**What you need to do**
Find every line in the records below that holds the word "example", and copy each one.

**Data supplied**
────────────────────────────────────────

Issue #228, opened 2016-07-11
Send single Accept header with comma-separated values


jeenbroekstra:
(migrated from https://openrdf.atlassian.net/browse/SES-2383 ) 

RDF4J's SPARQL client currently sends multiple Accept headers with its query requests, to indicate which response formats it can process. For example:
```

 Accept: text/csv;q=0.8
 Accept: application/sparql-results+xml 
```

While this is [technically correct](http://i1.kym-cdn.com/photos/images/original/000/909/991/48c.jpg) (see [section 4 in RFC2616](https://www.w3.org/Protocols/rfc2616/rfc2616-sec4.html#sec4.2) for details), it appears many SPARQL endpoint implementations have trouble processing request headers in this form. E.g. in the above example, they will choose to use text/csv (even if they do support application/sparql-results+xml).

To facilate better interoperability, we should instead compose a single accept header, with the supported formats as comma-separated values:

`Accept: text/csv;q=0.8, application/sparql-results+xml`

nikolavp:
+1 on this one. We are using wiremock and it also had problems with multiple accept headers - it only takes into account the first instance.

Although this is not a problem with sesame but with naive implementations out there it will also make the request more compact.

https://github.com/tomakehurst/wiremock/issues/334

PR #242, opened 2016-07-17
create single Accept header with comma-separated values for formats

jeenbroekstra:
This PR addresses GitHub issue: #228

- http query requests now send single, comma-separated Accept header 

- [ ] tests are included
- [x] all tests succeed

Signed-off-by: Jeen Broekstra <jeen.broekstra@gmail.com>

### DIFF
--- a/core/http/client/src/main/java/org/eclipse/rdf4j/http/client/SparqlSession.java
+++ b/core/http/client/src/main/java/org/eclipse/rdf4j/http/client/SparqlSession.java
@@ -97,6 +97,8 @@ import org.eclipse.rdf4j.rio.helpers.ParseErrorLogger;
 import org.slf4j.Logger;
 import org.slf4j.LoggerFactory;
 
+import com.google.common.base.Joiner;
+
 /**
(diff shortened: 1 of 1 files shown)


ansell:
I am not familiar with the Joiner class, but it looks good to me if that class does what join mechanisms do in other frameworks.

core/http/client/src/main/java/org/eclipse/rdf4j/http/client/SparqlSession.java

────────────────────────────────────────

**Exercise output**
RDF4J's SPARQL client currently sends multiple Accept headers with its query requests, to indicate which response formats it can process. For example:
While this is [technically correct](http://i1.kym-cdn.com/photos/images/original/000/909/991/48c.jpg) (see [section 4 in RFC2616](https://www.w3.org/Protocols/rfc2616/rfc2616-sec4.html#sec4.2) for details), it appears many SPARQL endpoint implementations have trouble processing request headers in this form. E.g. in the above example, they will choose to use text/csv (even if they do support application/sparql-results+xml).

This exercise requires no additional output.